Just setting the record straight here, thanks for keeping the source open, Google!

Finally – a fold for the web (your clients can rest easy)

Thursday, February 3rd, 2011

For years our clients have been confused about the elusive fold on the web. We all * know * that content should be above it but designers always squirm when we ask them about it.

Time to make it easy for designers to show their clients where the fold is. For this, I wrote a bookmarklet:

Just by showing people you can stop a lot of fruitless discussions.

(might contain irony)

FUD again – Flash vs. HTML(5) – yes, open things are easy to retrieve

Wednesday, January 26th, 2011

I am very disappointed with a post released today by Serge Jespers, Adobe Evangelist entitled Stealing content was never easier than with HTML5.

I am mostly disappointed by the headline which I hope is there for link-baiting and Google juice. In other words, really cheap and lame propaganda.

The post has a good intention: there is a problem with open media standards in HTML5 that there is no way to protect premium content from being downloaded. There is no DRM, there is no encryption or watermarking. If we want premium content publishers on the bandwagon, then we need to think about that. Posts like this with this headline make it hard for us to even reach people to talk about the options. It is FUD and Adobe as a company that claims to support HTML5 should know better.
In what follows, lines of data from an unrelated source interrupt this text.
PR #156, opened 2026-04-09
Fix/readiness analyzer mcp spec alignment

harishsg999:
removed some rules to match with MCP Spec


n0tjustanychang:
assessed not necessary, closing

PR #158, opened 2026-04-20
fix: surface safe tools in behavioral scan results

harishsg999:
The behavioral scanner previously emitted results only for tools with findings, so benign tools were silently dropped from CLI output and summaries. Track every analyzed function in BehavioralCodeAnalyzer, build a ScanResult per tool (safe or unsafe) in the CLI, and render a dedicated Safe Items section in the summary report. This gives users full visibility into what was scanned, matching the behavior expected for remote/static scans.

### DIFF
--- a/mcpscanner/core/report_generator.py
+++ b/mcpscanner/core/report_generator.py
@@ -578,7 +578,7 @@ class ReportGenerator:
                 "INFO": "🔵",
                 "SAFE": "🟢",
             }
-            severity_icon = severity_emojis.get(highest_severity, "🟢")
+            severity_icon = severity_emojis.get(highest_severity, "🟣")
             output.append(f"{severity_icon} {tool_name} ({highest_severity})")
 
             if total_findings > 0:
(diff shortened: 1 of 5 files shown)


mcpscanner/core/report_generator.py
```diff
@@ -357,44 +357,58 @@ def _format_summary(self, results: List[Dict[str, Any]]) -> str:
...
+            elif item_type == "prompt":
+                item_name = result.get("prompt_name", "Unknown")
+            elif item_type == "resource":
+                item_name = result.get("resource_name", "Unknown")
+            else:
+                item_name = "Unknown"
+
+            findings = result.get("findings", {})
+
+            highest_severity = "SAFE"
```
sanket-mendapara: initially, the highest_severity should be UNKNOWN right!? then after analysis it is either any of UNSAFE or SAFE ones.

sanket-mendapara (changes requested):

sanket-mendapara (approved):

PR #161, opened 2026-05-04
fix: detect critical /etc file paths in YARA rule

alephnull-sh:
## Summary

The `system_manipulation` YARA rule already calls out `/etc/passwd`, `/etc/shadow`, `/etc/hosts`, and `/etc/pwd`, but the regex only matched those filenames when they had a trailing slash.

That meant a normal reference like `cat /etc/passwd` did not hit this rule, while `cat /etc/passwd/` did. This switches that part of the pattern to a word boundary so the file path itself is detected, and adds a regression test for the common `/etc/passwd` / `/etc/shadow` case.

I also added a small guard test for `/etc/passwded` so the rule does not start matching longer words with the same prefix.

## Tests

```bash
.venv/bin/python -m pytest tests/test_yara_rules_coverage.py -q
# 18 passed in 1.23s

.venv/bin/python -m pytest tests/test_yara_analyzer.py -q
# 11 passed in 0.94s

.venv/bin/python -m black --target-version py312 --check tests/test_yara_rules_coverage.py
# 1 file would be left unchanged

git diff --check
```

### DIFF
--- a/mcpscanner/data/yara_rules/system_manipulation.yara
+++ b/mcpscanner/data/yara_rules/system_manipulation.yara
@@ -23,7 +23,7 @@ rule system_manipulation{
         $permission_manipulation = /\b(chmod\s+(777|4755|6755|[ug]?\+s)|(chown|chgrp)\s+(root|0)|setuid|setgid)\b/i
 
         // System directory and file access
-        $critical_system_access = /(\/etc\/(passwd|pwd|shadow|hosts)\/|(\/usr)?\/s?bin\/|\/(tmp|var|root)\/|C:\\\\Windows\\\\System32\b)/i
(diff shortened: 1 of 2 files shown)


sanket-mendapara (approved):
Looks good

alephnull-sh:
@sanket-mendapara thanks for the review.

I think the remaining block is repo-side rather than this patch. All visible CI jobs are green, but the main ruleset still requires a `CodeQL` status check. This PR's head commit does not have a `CodeQL` check run/status, so GitHub is leaving it blocked.

Could you help kick CodeQL for this PR, or route it to whoever can adjust that required check for fork PRs? Happy to change anything in the PR if there is something I can fix from my side.

n0tjustanychang:
@Big-Comfy thanks for flagging the `codeQL` issue

PR #160, opened 2026-04-27
feat(analyzer): add MCPS protocol security analyzer (DAST)

razashariff:
Following up from cisco-ai-defense/defenseclaw#133 per @vineethsai7 request to add this to mcp-scanner instead.

## Summary

Adds `ProtocolAnalyzer` -- a new analyzer that probes live MCP server endpoints for protocol-level security controls via JSON-RPC.

Adds a runtime protocol verification layer alongside existing analyzers (LLM, YARA, API, behavioral) that also connect to MCP server URLs. Where existing analyzers assess server behavior through their respective methods, this analyzer focuses specifically on protocol-level security posture: transport encryption, authentication enforcement, message signing, replay protection, and tool integrity.

## 9 Checks

| ID | Check | Severity | CWE |
|---|---|---|---|
| MCPS-001 | Unencrypted HTTP transport | HIGH | CWE-319 |
| MCPS-002 | Unauthenticated requests accepted | HIGH | CWE-306 |
| MCPS-003 | No message signing detected | HIGH | CWE-345 |
| MCPS-004 | No replay protection | MEDIUM | CWE-294 |
| MCPS-005 | Tool definitions lack integrity hashes | MEDIUM | CWE-494 |
| MCPS-006 | Tool poisoning in descriptions | HIGH | CWE-74 |
| MCPS-007 | Spoofed agent identity accepted | HIGH | CWE-290 |
| MCPS-008 | Fail-open semantics | MEDIUM | CWE-636 |
| MCPS-009 | No rate limiting | MEDIUM | CWE-770 |

## Architecture

- Implements `BaseAnalyzer` interface
- Returns `SecurityFinding` objects with severity, threat_category, CWE, and OWASP references
- Uses `httpx.AsyncClient` for async HTTP (already a project dependency)
- No new external dependencies

## Example Finding Response

\`\`\`json
{
  "severity": "HIGH",
  "summary": "MCP server is accessible over unencrypted HTTP. All JSON-RPC messages, tool arguments, and responses are visible to network observers.",
  "threat_category": "Unencrypted Transport",
  "analyzer": "PROTOCOL",
  "details": {
    "check_id": "MCPS-001",
    "cwe": "CWE-319",
    "target": "http://example.com",
    "owasp_ref": "MCP Security Cheat Sheet Section 6"
  }
}
\`\`\`

## Tests

6 test functions with 3 test servers (vulnerable, secure, poisoned). Covers all 9 checks.

## References

[...]

PR #163, opened 2026-05-05
fix: follow MCP HTTP lifecycle in protocol analyzer

alephnull-sh:
## Summary

Follow-up to #160. The protocol analyzer now does the MCP HTTP handshake before running the probes:

- sends `initialize` first, using the MCP package's latest protocol version
- sends `notifications/initialized` after a successful initialize response
- carries the negotiated `MCP-Protocol-Version` on later requests
- carries `MCP-Session-Id` when a stateful HTTP server returns one

That matters for stateful Streamable HTTP servers. If they return a session ID during initialize, they can reject later `tools/list` requests without that header. In that case the analyzer could miss checks that depend on `tools/list`, replay probes, or rate-limit probes.

I added a small stateful HTTP test server that enforces both headers and checks that the analyzer still reaches the replay, tool integrity, and rate-limit checks.

## Tests

- `.venv/bin/python -m pytest tests/test_protocol_analyzer.py -q`
- `.venv/bin/python -m black --check mcpscanner/core/analyzers/protocol_analyzer.py tests/test_protocol_analyzer.py`
- `.venv/bin/python -m py_compile mcpscanner/core/analyzers/protocol_analyzer.py tests/test_protocol_analyzer.py`


harishsg999 (approved):
lgtm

Right now, I do tell people who are paranoid about their content to use Flash as it has a certain degree of protection against simple downloading. If Adobe’s official spokespeople keep spouting messages like this, I will move to tell them to use Silverlight.

The argument that it is easy to download video in HTML5 as you can see it in the source is like saying that it is easy to steal newspapers in train stations as they are easy to reach. It is invalid – that you can steal it is not the issue here, the issue is what you do with the paper. Do you take it from the stand and go and pay it without looking at it? Do you read it on the spot and then put it back? Do you leave with it without paying? Or do you check the headlines and when you are intrigued you go and pay for it? Do you take the paper, go to a copier, copy it and then try to sell the copies? Fact is – it is dead easy to get the paper, the same way it is dead easy to get a video online.

I find myself many a time downloading YouTube videos as I am on the go a lot. Being on the go (and considering data plans and roaming) means I have no connection, or I have a flaky connection that downloads the movie to minute 3 and then stalls while the fan of my laptop spins. Instead, at home when I got my fat connection I download some talks and screencasts and watch them offline using VLC. Then I delete them – or I blog about them first linking to YouTube and advertise them that way.

To download these extremely well protected Flash movies I use one of the dozens of services, browser extensions or apps out there.

Allowing people to download a movie means you get a bigger audience. If you make people jump through hoops to watch a movie or make them watch a 5 minute ad for a 10 second film you shouldn’t be surprised if they use P2P filesharing or Hotfile, Rapidshare, Fileserve, Megaupload and dozens of other services to download the movie in 10 seconds and then watch it at their leisure.

Recognise something? The mere fact that there are thousands of downloaders for YouTube and paid for hosting services that offer easy to download pirated copies means that there is a demand for that feature. A feature that would make me damn happy to have on YouTube and I would pay for it.

So instead of demonising HTML5 as the backdoor that will allow evil doers to steal your goodies maybe it is time for premium content providers to open up to the needs of web users, and find a way to publish previews of content and the full content for subscribed users. There are ways to make money and share your products – but not if you spend most of your time and money on things that seemingly give you protection but in reality are just a glass shield.